# Drift Boat design, DELFTship



## TonyMancuso (Jun 27, 2016)

I'm in the planning and design stages of building my first drift boat. I'm a woodworker by profession. Though I don't expect to be a master boat builder by the end of this project, I've found a free boat design software called DELFTship that I'm hoping will help me grasp the concept. If you are familiar enough with this software to give me some pointers, then you also must know how much my head hurts after staring at this screen all weekend.


----------



## Ron Rupert (Feb 12, 2004)

*Check out Wooden Boat People dot Com*

/westcoastwoodenboats.ning.com

You will get more input on building here

Good luck and have fun.


----------



## kneth (Jul 5, 2005)

Buy two books, Rodger L Fletcher's Drift Boats & River Dories, and John Gardner's The Dory Book.

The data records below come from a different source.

PR #1169, opened 2024-11-29
fix(sdk-java): remove output schema in task methods with void returned type

KarlaCarvajal:
-  Change LHTaskSignature to not set the output schema when there is not a returned type in LHTaskMethods


Snarr (approved):
LGTM!

PR #1171, opened 2024-12-02
feat(server): allow casting var assns

coltmcnealy-lh:


coltmcnealy-lh:
Closing this as it requires a proper proposal, and I think we want to take a more well thoguht-out approach. #1566 will track the design and implementation of this feature in a better way.

Issue #1090, opened 2024-11-03
Show `UTESaved` User Task Saved Events in User Task Audit Log


coltmcnealy-lh:
Clicking "Inspect UserTaskRun" should show the history of when the user task was saved and by whom it was saved.

PR #1183, opened 2024-12-07
feat(dashboard): user task audit log

bryson-g:
resolves [#1090](https://github.com/littlehorse-enterprises/littlehorse/issues/1090)

## Description
- New page containing a table UI for `UserTask` saved events.
- `View Audit Log` button on the `UserTask` node.
- `View Audit Log` button on the `UserTaskDef` page.
- Global `Details` component that can be used to refactor the project in the future.
  - For refactoring the multiple `Details.tsx` components that are not unified currently.
- Implemented retrieval, parsing, and ordering of saved events data.
- Pagination of events to not overcrowd the screen in large circumstances.

## Considerations
We may want to include more relevant data that users may want to know, such as:
- The saved state input values
- Other events
  - Completion
  - Reassignment
  - Cancellation

### Audit Log Pagination
https://github.com/user-attachments/assets/c99fe89e-b95c-40f6-85ef-50110f8d4f45

### Audit Log No Pagination
image

### No Save History Found
image

### Navigation From UserTaskDef View
https://github.com/user-attachments/assets/466cec04-0c6e-4368-99aa-b440cf7c38f5

### Navigation From WfRun View
https://github.com/user-attachments/assets/be5eec7b-2e74-4bdf-ab9c-45ec38320fea


dashboard/src/app/[tenantId]/(diagram)/components/NodeViewButton.tsx
Comment (HazimAr) [inline dashboard/src/app/[tenantId]/(diagram)/components/NodeViewButton.tsx:1]: If the entire purpose of this button is just to redirect them to another page then you should use the built in `LinkWithTenant`.

Another thing to note is when using buttons make sure to use `Button` from shad/cn and if you want it to look like a link then use the prop `variant`

dashboard/src/app/[tenantId]/userTaskDef/[...props]/components/Versions.tsx
```diff
@@ -1,3 +1,4 @@
+'use client'
```
Comment (HazimAr) [inline dashboard/src/app/[tenantId]/userTaskDef/[...props]/components/Versions.tsx:1]: good catch putting this here even tho the parent component its client, this is best practice in-case this components parent changes to be a server component

dashboard/src/app/[tenantId]/userTaskDef/[...props]/components/UserTaskDef.tsx
```diff
@@ -178,6 +179,17 @@ export const UserTaskDef: FC<Props> = ({ spec }) => {
...
+                          <TableCell>
+                            <Button
+                              onClick={() =>
+                                router.push(
+                                  `/${tenantId}/userTaskDef/audit/${userTaskRun.id?.wfRunId?.id}/${userTaskRun.id?.userTaskGuid}`
+                                )
+                              }
+                            >
+                              View Audit Log
+                            </Button>
```
Comment (HazimAr) [inline dashboard/src/app/[tenantId]/userTaskDef/[...props]/components/UserTaskDef.tsx:191]: Same with this, please use `LinkWithTenant` and if you want the default styling of `Button` then you can use `asChild` prop and put the `Button` as a child of `LinkWithTenant`

dashboard/src/app/[tenantId]/components/LinkWithTenant.tsx
```diff
@@ -1,11 +1,18 @@
...
 
-const LinkWithTenant = ({ ...props }: ComponentProps<typeof NextLink>) => {
+const LinkWithTenant = ({ linkStyle, ...props }: ComponentProps<typeof NextLink> & { linkStyle?: boolean }) => {
   const { tenantId } = useParams()
-  return <NextLink {...props} href={`/${tenantId}${props.href}`} />
+  return (
+    <NextLink
+      {...props}
+      href={`/${tenantId}${props.href}`}
+      className={cn(props.className, { 'text-blue-500 underline': linkStyle })}
```
Comment (HazimAr) [inline dashboard/src/app/[tenantId]/components/LinkWithTenant.tsx:13]: why not just pass "text-blue-500 underline" when using the component. I would be okay with this if we were using this in many places but right now its just one? Even if we were using in many places I don't see a problem with just referencing it there instead of the main component.

HazimAr (changes requested):

dashboard/src/app/[tenantId]/components/LinkWithTenant.tsx
Comment (bryson-g) [reply dashboard/src/app/[tenantId]/components/LinkWithTenant.tsx:13]: even though the hyperlink style isn't being used in multiple places, it is still a likely styling choice that will be used in the future. and adding a prop to style it was intended to avoid the possibility of links being styled differently across the app. like, what if someone used `text-blue-300` instead of `text-blue-500`, or what if they didn't add an underline. 

minor stuff, but just remaining consistent was the idea.

however, upon further review with your other comments, I believe using the `shadcn's` `link` `variant` provides an even greater global styling enforcement across the app.

Comment (HazimAr) [reply dashboard/src/app/[tenantId]/components/LinkWithTenant.tsx:13]: thats a good point i forgot about the the `link` `variant`. I agree with your first paragraph if there was not variant though.

Comment (bryson-g) [reply dashboard/src/app/[tenantId]/components/LinkWithTenant.tsx:13]: a majority of the `LinkWithTenant` references include `className's` with the same exact styling across all these different files and use cases. I think resolving this issue by implementing `shadcn's` `link` `variant` `Button` is due for a refactor in its own separate issue & PR.

for now, I have implemented a component that fits for a smaller use case within `UserTask.tsx`. 

image

HazimAr (approved):

PR #1193, opened 2024-12-12
fix(lhctl): Add `<revisionNumber>` argument to `wfSpec delete` description

Snarr:
Adds missing argument to the description for the `lhctl wfSpec delete` command.


KarlaCarvajal (approved):
LGTM, it would be nice to have just one parameter for the version, but I think in the future right?

PR #1195, opened 2024-12-13
feat: add extra tags to metronome beats

sauljabin:


sauljabin:
It includes some python lints 😅

mijailr (approved):

Issue #1201, opened 2024-12-16
SearchScheduledWfRunRequest should support querying for pagination


bryson-g:
- `SearchScheduledWfRunRequest` does not contain the necessary properties for querying w/ pagination usages.
  - `SearchScheduledWfRunRequest` should behave as similar as possible in this aspect to `SearchWfRunRequest`.

Screenshot of proto buffs showing the difference between `SearchWfRunRequest`, which has properties supporting querying, vs `SearchScheduledWfRunRequest`:
<img width="1177" alt="image" src="https://github.com/user-attachments/assets/0cf2cadd-5d03-42d0-8b1a-a46cb308ca2d" />

PR #1202, opened 2024-12-17
feat(dashboard): display scheduledWfRuns

### LINKED ISSUE #1087: Show `ScheduledWfRun`s on the Dashboard
We support `rpc SearchScheduledWfRun` in `lhctl`. However, on the dashboard there is no way to view schedules (cronjobs) for a `WfSpec`.

On the `WfSpec` page, we should see scheduled runs. Each `ScheduledWfRun` should show:
* Its schedule
* The input variables for it

bryson-g:
Resolves #1087

## Description
- Tab design between `WfSpecs` & `ScheduledWfSpecs`.
- `SelectionLink` component used for `WfSpec` list & `ScheduledWfSpec` for consistent design.
- Stateful loading pattern for `ScheduledWfSpecs`, since proto buff does not support queries. -https://github.com/littlehorse-enterprises/littlehorse/issues/1201
- Filter `ScheduledWfSpecs` by time window for next expected run datetime.

## Considerations
- We may want another approach for filtering `ScheduledWfRuns`, such as by the cron expression categories themselves.
- More relevant data may want to be displayed for each listed `ScheduledWfRun`, in which case a table UI would be good:
 
https://ui.shadcn.com/docs/components/data-table
image

### Before
https://github.com/user-attachments/assets/0a973e57-70f7-4389-aac7-b8eb9776f3cb

### After
https://github.com/user-attachments/assets/a7a68e60-c333-414f-9dee-99e9c02c14b6


HazimAr:
I think a table would be great addition not only for scheduled Wfs but just normal `WfRun`s

dashboard/src/app/[tenantId]/(diagram)/wfSpec/[...props]/actions/getScheduleWfSpec.ts
```diff
@@ -1,20 +1,30 @@
...
-    majorVersion: parseInt(majorVersion) || 0,
-    revision: parseInt(revision) | 0,
-  })
+
+  return Promise.all(
+    (
+      await client.searchScheduledWfRun({
+        wfSpecName: name,
+        majorVersion: parseInt(majorVersion) || 0,
+        revision: parseInt(revision) | 0,
```
Comment (HazimAr) [inline dashboard/src/app/[tenantId]/(diagram)/wfSpec/[...props]/actions/getScheduleWfSpec.ts:22]:
```suggestion
        revision: parseInt(revision) || 0,
```

dashboard/src/app/[tenantId]/(diagram)/wfSpec/[...props]/components/WfRuns.tsx
```diff
@@ -10,6 +10,8 @@ import { useParams, useSearchParams } from 'next/navigation'
 import { FC, Fragment, useMemo, useState } from 'react'
 import { PaginatedWfRunIdList, searchWfRun } from '../actions/searchWfRun'
 import { WfRunsHeader } from './WfRunsHeader'
+import { SelectionLink } from '@/app/[tenantId]/components/SelectionLink'
+import { parseExpression } from 'cron-parser'
```
Comment (HazimAr) [inline dashboard/src/app/[tenantId]/(diagram)/wfSpec/[...props]/components/WfRuns.tsx:14]: I may be blind but where is this being used in this file.

HazimAr (changes requested):

dashboard/src/app/[tenantId]/(diagram)/wfSpec/[...props]/actions/getScheduleWfSpec.ts
Comment (bryson-g) [reply dashboard/src/app/[tenantId]/(diagram)/wfSpec/[...props]/actions/getScheduleWfSpec.ts:22]: noice

dashboard/src/app/[tenantId]/(diagram)/wfSpec/[...props]/components/WfRuns.tsx
Comment (bryson-g) [reply dashboard/src/app/[tenantId]/(diagram)/wfSpec/[...props]/components/WfRuns.tsx:14]: i suppose the linter does not remove unused imports 🤔

Comment (HazimAr) [reply dashboard/src/app/[tenantId]/(diagram)/wfSpec/[...props]/components/WfRuns.tsx]: I believe there is a VSCode setting that allows you to remove unused code on save. I would look into that. Otherwise lets see if we can add that to the linter. Either way is fine for me. Linter is probably what we should do though.

HazimAr:
Looks like lh-standalone broke, please fix.

HazimAr (approved):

Fletcher's book had all the info I needed to build a shorter version of a Colorado River dory. I built it out of plastic sheets, HDPE, welded together. I transferred the lofted drawings to Rhino 3D, and designed from there. Copy Copy in Frisco printed out the patterns, I spray glued them to the sheet, cut them out with a jig saw, and welded them together. Gardner's book has more wood working info, you will probably want that too. I hit way too many rocks to row a wooden boat. I used to be a decent paddler, but never learned to row.


----------



## jmacn (Nov 20, 2010)

fretwaterlines.blogspot.com 

If you love wooden boats, go deep on Brad's amazing builds!


----------